While the reason given seemed perfectly rational, Tony felt disproportionately angry at the rebuttal. The truth was that he was deadly bored, and getting antsy: his skin was crawling with the urge to _do_ _something_. James had spent hours outside the day before, coming back with food, clothes and information from new contacts, but Tony hadn't seen anything other than the walls of their room since they had arrived, and the initial excitement at being free from HYDRA had long since worn off.

The room was starting to look a lot like another cell.

Swallowing down his temper, he suggested hopefully, “I can still take a look. I've already seen the inside, I know that some things can be set right without any specialized tools...”

James paused, then sat down and reluctantly took off his shirt. On the outside, the arm was slightly dented, but the outer plating could still be lifted to access the inside.

It didn't take more than a second to see that nothing could be done right now, and that something needed to be done very soon. Some wires were starting to rust, and they were pretty important ones, too. Actually, the one that seemed on the verge of falling off was directly plugged into James' nerves, if he had read the diagrams right, and it would hurt like hell if it disconnected.

But changing the wiring in this environment, with only basic tools and no real replacement (because he strongly doubted that James would bring him industrial quality copper, let alone anything better), was the equivalent of trying to take out the shrapnel in his chest with a rusted fork. This was different from building the armor in the cave: at least then he had had access to some actual materials, and the armor hadn't been directly connected to someone else's brain...

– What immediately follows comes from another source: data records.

Issue #2632, opened 2026-07-28
yarn dev: full-page reloads during agent turns (win32 sandbox mounts bump packages/*/dist mtimes) — repro conditions for #1940


okdsgr:
## Summary

Follow-up to #1940 (closed as not-reproducible) with the missing reproduction conditions isolated. With `yarn dev`, the chat page full-reloads repeatedly during agent turns — every ~10 s in the worst bursts — closing the Settings modal and any transient UI state. Two independent write classes reach Vite's watcher; the reload-causing one is **Windows-specific**, which is likely why #1940 could not be reproduced on `main` (macOS/Linux, and presumably without the workspace-in-checkout layout).

## Environment (both conditions required for the reload class)

- Windows host, Docker Desktop, sandbox mode enabled (default)
- Source checkout run with `yarn dev`
- (For the restyle class) workspace == checkout: `MULMOCLAUDE_WORKSPACE_PATH` default `~/mulmoclaude` coincides with the clone location

## Root cause — class 2 (full reloads, win32 only)

1. Every sandboxed agent spawn bind-mounts the workspace packages read-only into the container (`workspaceModuleMounts`, #1946, win32-only).
2. **Docker Desktop for Windows bumps the mtimes of the mounted files on each mount.** Observed on the affected machine: `packages/{protocol,web-push,scheduler,client,chat-service,mock-server}/dist/*` mtimes jumped to 09:17:25 → 09:20:09 → 09:23:42 UTC with **no build running**, tracking agent-spawn times.
3. `packages/*/dist` IS in the client module graph (yarn junctions resolve `@mulmobridge/protocol` etc. to it — imported from `src/types/events.ts`, `src/config/apiRoutes.ts`, `src/utils/agent/request.ts`).
4. A change to those modules has no HMR accept boundary → Vite **full-reloads the page**. Captured live on the HMR websocket: `@vitejs/plugin-vue`'s `custom file-changed` broadcasts for exactly those dist paths, followed by full SPA boot sequences in the server request log (dist bump 09:20:09 → SPA boot 09:20:12).

## Root cause — class 1 (restyle flicker, same as #1940 / #1943)

[...]

PR #2879, opened 2026-08-13
fix: keep runtime files under config/ out of format and lint (#2873)

### LINKED ISSUE #2873: fix: config/scheduler/state.json が format の対象で、スケジューラが動くたびに yarn format --check が落ちる
スケジューラが走ったあと `yarn format --check` が落ちます。コミット前チェックを回している環境では、何も編集していないのに止まります。

```
[warn] config/scheduler/state.json
[warn] Code style issues fixed in the above file.
error Command failed with exit code 2.
```

## 原因

`package.json` の `format` に `config` が入っています。

```json
"format": "prettier --write '{src,server,test,e2e,e2e-live,packages,scripts,batch,config}/**/*.{ts,mts,mjs,json,yaml,vue}'"
```

`config/scheduler/state.json` はスケジューラが実行中に書き出すファイルで、`lastRunAt` や `totalRuns` が更新されるたびに内容が変わります。

`.gitignore` にも `.prettierignore` にも入っていないので、prettier の対象に残ります。既定のワークスペースはリポジトリと同じ場所なので、**開発しながら使っている人は全員踏むはず**です。

## 直し方（案）

`.prettierignore` に足すのが素直だと思います。

```
# スケジューラが実行中に書き出す。整形しても次の実行で書き換わる。
config/scheduler/
```

`config/` の中で整形したいものがある場合に備えて、`config/scheduler/` だけに絞ってあります。

もし `config/` 配下に手で書く設定ファイル（`settings.json` など）があって整形対象にしたいなら、そちらは残ります。

## 手元での回避

`.prettierignore` に上の1行を足して回避しています。

## 環境

macOS 26.4 / MulmoClaude 1.13.1

isamu:
## Summary

`config/` is the one workspace directory that also holds committed build config, so it was left out of the `.gitignore` block added in #2632. Where the workspace IS the checkout, the running app writes scheduler state, roles, dashboard and friends straight into the tracked tree — and every one of them is a `yarn format` / `yarn lint` target.

This ignores `config/`'s contents and re-admits the two committed build configs. Prettier reads `.gitignore`, so one entry covers both formatting and `git status` noise; ESLint does not read it, so the same three lines are re-stated in `eslint.config.mjs`.

**The reported scope was too narrow on two counts**, both verified by running the real toolchain against runtime files:

| | exit | finding |
|---|---|---|
| `prettier --check 'config/**/*.json'` | 1 | **5 files**, not 1 |
| `eslint config` | 1 | ✖ 5 problems — **`yarn lint` breaks too**, unreported |

The failure is deterministic rather than content-dependent: the writers use `JSON.stringify(obj, null, 2)`, which emits no trailing newline, and Prettier requires one for JSON. The file is reformatted on every run even when nothing changed. `dashboard-io.ts` and `shortcuts-io.ts` already append `\n` by hand — this was being patched one file at a time.

## Items to Confirm / Review

1. **The negation is the load-bearing part.** `/config/*` ignores everything, then `!config/eslint.packages.mjs` and `!config/tsconfig.packages.json` re-admit the only two committed files. I confirmed `config/tsconfig.packages.json` is still *genuinely* linted (no `ignored` warning, so it is not silently skipped) — but this is the piece to re-check if a third file is ever committed under `config/`, since it would be ignored by default.
2. **Why two files and not just `.prettierignore`.** Measured: with only the `.gitignore` entry, prettier goes to exit 0 but eslint still reports 5 errors. Both edits are needed. The issue's suggestion (`.prettierignore` + `config/scheduler/`) fixes neither the other `config/*.json` files nor lint.
3. **ESLint blast radius.** I diffed full `yarn lint` output with and without the change; the only files that stop being linted are the 5 runtime `config/` ones. Nothing else in the repo moves.
4. **Not run: `yarn build` / `yarn typecheck`.** Work was done in a git worktree sharing the main checkout's `node_modules`, so workspace packages resolve to the other tree and typecheck results would be misleading (this also explains a pre-existing `no-unsafe-argument` error in `server/events/collection-change.ts`, which I verified is identical with and without my change). A `.gitignore` + eslint-`ignores` + markdown change cannot affect `tsc`/`vite`; CI is the ground truth here.
5. **Deliberately not done:** moving the two build configs out of `config/` so `/config/` could be ignored wholesale, like `/data/` and `/artifacts/`. Structurally cleaner, but it rewrites `extends` / `import` paths across ~40 `packages/*/tsconfig.json` and `eslint.config.mjs` files. Happy to do it as a follow-up if preferred.

## User Prompt

> https://github.com/receptron/mulmoclaude/issues/2873 対策できる？

Follow-up, after being shown that the scope was wider than the issue reported (5 files, and `yarn lint` breaking too), the user chose the minimal fix — `.gitignore` plus `eslint.config.mjs` ignores — taken through to a PR.

## Verification

Runtime files were recreated before each measurement — any formatter that touches them rewrites them, so a stale tree reads as a false pass:

| state | prettier | eslint |
|---|---|---|
| before | exit 1, 5 files | exit 1, 5 errors |
| `.gitignore` only | exit 0 | exit 1, 5 errors |
| both edits | **exit 0** | **exit 0** |

`yarn format` exits 0 and leaves no tracked file modified. `git status` shows no runtime noise with the app's files present.

Plan: `plans/fix-2873-ignore-runtime-config-files.md`

Closes #2873

work in mulmoclaude4

## Summary by Sourcery

Ignore runtime-generated files under config/ from linting and formatting while keeping the committed build configs checked in and linted.

Enhancements:
- Update ESLint configuration to ignore runtime files under config/ and explicitly re-include the two committed build config files.
- Add a plan document describing the issue with runtime config files breaking format/lint and the chosen mitigation.

Build:
- Extend .gitignore to exclude runtime files under config/ while re-admitting the two tracked build config files.

## Summary by CodeRabbit

* **Bug Fixes**
  * Prevented runtime-generated configuration files from triggering formatting and linting failures.
  * Continued validation for the intended package configuration files.

* **Documentation**
  * Added documentation describing the configuration-file handling updates and verification results.

### DIFF
--- a/.gitignore
+++ b/.gitignore
@@ -42,6 +42,14 @@ test-results-live/
 /.mulmoclaude/
 /.session-token
 /.server-port
+# `config/` can't join the list above wholesale — it is the one workspace dir
+# that also holds committed build config. Ignore its contents and re-admit
+# those two files, so scheduler state / roles / dashboard and friends stay
+# uncommittable. Prettier reads .gitignore, so this also keeps `yarn format`
+# off files the running app rewrites (#2873).
+/config/*
+!/config/eslint.packages.mjs
+!/config/tsconfig.packages.json
 
 # V8 heap snapshots written by the dev server on near-OOM (scripts/dev-server.mjs)
 *.heapsnapshot
--- a/.gitignore
+++ b/.gitignore
@@ -47,6 +47,10 @@ test-results-live/
 # those two files, so scheduler state / roles / dashboard and friends stay
 # uncommittable. Prettier reads .gitignore, so this also keeps `yarn format`
 # off files the running app rewrites (#2873).
+#
+# Committing a NEW file here takes a negation in two places: below, and in
+# `eslint.config.mjs`'s ignores. `git add` refuses an ignored path outright,
+# so the first half announces itself; the eslint half does not.
 /config/*
 !/config/eslint.packages.mjs
 !/config/tsconfig.packages.json
--- a/eslint.config.mjs
+++ b/eslint.config.mjs
@@ -39,6 +39,15 @@ export default [
   },
   {
     ignores: [
+      // Runtime workspace files the app rewrites while it runs (scheduler
+      // state, roles, dashboard, …) when the workspace IS the checkout.
+      // `.gitignore` covers prettier, which reads it; eslint does not, and
+      // the `prettier/prettier` rule below applies to every file — JSON
+      // included — so the same paths need re-stating here (#2873). The two
+      // committed build configs are re-admitted so they stay linted.
+      "config/*",
+      "!config/eslint.packages.mjs",
+      "!config/tsconfig.packages.json",
       "lib",
       "src/plugins/spreadsheet/engine",
       "packages/*/dist",
--- a/eslint.config.mjs
+++ b/eslint.config.mjs
@@ -44,7 +44,9 @@ export default [
       // `.gitignore` covers prettier, which reads it; eslint does not, and
       // the `prettier/prettier` rule below applies to every file — JSON
       // included — so the same paths need re-stating here (#2873). The two
-      // committed build configs are re-admitted so they stay linted.
+      // committed build configs are re-admitted so they stay linted. A new
+      // committed file under `config/` needs a negation in both places —
+      // `git add` refuses the ignored path, but nothing flags the miss here.
       "config/*",
       "!config/eslint.packages.mjs",
       "!config/tsconfig.packages.json",
--- a/plans/fix-2873-ignore-runtime-config-files.md
+++ b/plans/fix-2873-ignore-runtime-config-files.md
@@ -1,0 +1,76 @@
+# fix #2873 — runtime files under `config/` break `yarn format` and `yarn lint`
+
+## Symptom
+
+After the scheduler runs, a commit-time check fails on a tree nobody edited:
+
+```
+[warn] config/scheduler/state.json
+[warn] Code style issues fixed in the above file.
+```
+
+## Root cause
+
+`config/` is a workspace directory (`WORKSPACE_DIRS.configs`, eager-created at boot)
+*and* the home of two committed build configs. In the layout where the workspace IS
+the checkout, the running app writes into the same `config/` the repo tracks.
+
+The failure is deterministic, not content-dependent: the writers use
+`JSON.stringify(obj, null, 2)`, which emits no trailing newline, and Prettier
+requires one for JSON. So the file is reformatted on *every* run even when the
+content is unchanged.
+
+`.gitignore` (#2632) lists the other runtime roots — `/data/`, `/artifacts/`,
+`/conversations/` … — but omits `/config/` precisely because of those two
+committed files. So `config/` was the one gap.
+
+## Scope is wider than the issue reports
+
+Reproduced in-tree with the real toolchain, runtime files present:
+
+| tool | exit | finding |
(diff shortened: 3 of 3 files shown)


isamu:

**Codex: LGTM.** It independently reproduced the ignore/negation behavior in a disposable fixture (ESLint 10.8.0, Prettier 3.9.6) and reached the same result as the PR's verification matrix.

**Sourcery: 2 high-level comments.** Both are about the same underlying risk, and I checked each against the repo rather than taking or dismissing them at face value.

### 1. "Explicitly list runtime subpaths instead of `config/*` + negations, so a newly committed config file isn't silently ignored"

Keeping the current design, with a caveat added — reasoning:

“I need my workshop to do some maintenance on this, or you're going to be paralyzed by pain very soon,” he announced bluntly. “Actually, scratch that, I need my workshop to make you an arm that isn't meant to keep you dependent on a mechanic. Seriously, this thing is going to kill you if you don't take care of it. I'm pretty sure that some of the components will get into your blood if you just wait long enough... I know that you're more resistant than an average human, but even you will _not_ like heavy-metal poisoning.”

James frowned. “I already told you that I don't _want_ to go back to the states. Why do you keep insisting? I won't change my mind, you know.”

Tony glared back. “Are you even listening to me? I'm not saying that because I want to go home, I'm saying that because you're going to _die_ if we don't! “

“You underestimate my healing factor,” James shrugged. “I'll be fine, don't worry about me.”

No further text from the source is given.